* _Work instruction_: Say how many lines of the listing below contain "second", giving the number and nothing else.

━━━━━━━━━━━━━━━━━━━━━━━━━━━━━━

PR #47, opened 2017-09-12
Score and feature extraction additions for California Rainfall hackathon

djgagne:
I have added Brier Score scoring options and a gridded feature extractor for processing netCDF files with xarray that contain multiple ensemble members.

### DIFF
--- a/rampwf/score_types/brier_score.py
+++ b/rampwf/score_types/brier_score.py
@@ -1,0 +1,31 @@
+from .base import BaseScoreType
+import numpy as np
+
+
+class BrierScore(BaseScoreType):
+    is_lower_the_better = True
+    minimum = 0.0
+    maximum = 1.0
+
+    def __init__(self, name='brier_score', precision=2):
+        self.name = name
+        self.precision = precision
+
+    def score_function(self, ground_truths, predictions, valid_indexes=None):
+        """A hybrid score.
+
+        It tests the the predicted _probability_ of the second class
+        against the true _label index_ (which is 0 if the first label is the
+        ground truth, and 1 if it is not, in other words, it is the
+        tru probabilty of the second class). Thus we have to override the
+        `Base` function here
+        """
+        if valid_indexes is None:
+            valid_indexes = slice(None, None, None)
+        y_proba = predictions.y_pred[valid_indexes][:, 1]
+        y_true_proba = ground_truths.y_pred_label_index[valid_indexes]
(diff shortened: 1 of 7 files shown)


kegl:
Please add the new starting kit to travis to test the workflow and the scores.

agramfort:
why not using the brier_scrore from sklearn?

agramfort:
see http://scikit-learn.org/stable/modules/generated/sklearn.metrics.brier_score_loss.html

djgagne:
I used my own implementation of Brier Score instead of scikit-learn's since it is very simple to implement (essentially just mean squared error for probabilities). I can replace my implementation with the one in scikit-learn if the team prefers that, but there should not be any differences in performance or results.

kegl:
Yes please. Accuracy or error are even simpler, yet we like to rely on sklearn implementation.

djgagne:
Because Travis CI is timing out on downloading the files for the california_rainfall hackathon, I created a separate [california_rainfall_test](https://github.com/djgagne/california_rainfall_test) repo that uses much smaller versions of the Hackathon files. I would like to have it included in the ramp-kits organization so that it can be tested by ramp-workflow.

kegl:
Please just add a top level comment to the workflow so people know what kind of setup it can be used for (beyond this challenge). Something we did in https://github.com/paris-saclay-cds/ramp-workflow/blob/master/rampwf/workflows/el_nino.py. Otherwise LGTM, @agramfort?

djgagne:
I added a time dimension name lookup in grid_feature_extractor.py so that the code would be a little more generalizable in addition to the top level comments. There was a minor bug in my implemented that I addressed.

rampwf/score_types/brier_score.py
```diff
@@ -0,0 +1,154 @@
+from .base import BaseScoreType
+import numpy as np
+from sklearn.metrics import brier_score_loss
+
+class BrierScore(BaseScoreType):
+    is_lower_the_better = True
+    minimum = 0.0
+    maximum = 1.0
+
+    def __init__(self, name='brier_score', precision=3):
```
agramfort: please add proper docstrings for the functions, methods and classes.

Here it should be

"""
Parameters
------------
name : str
     The human readable name for the score.
precision : int
     The floating point precision of ???
"""

we follow numpydoc formatting guidelines.

see Extended Summary section in : https://github.com/numpy/numpy/blob/master/doc/HOWTO_DOCUMENT.rst.txt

━━━━━━━━━━━━━━━━━━━━━━━━━━━━━━

* _Answer to this task_: 2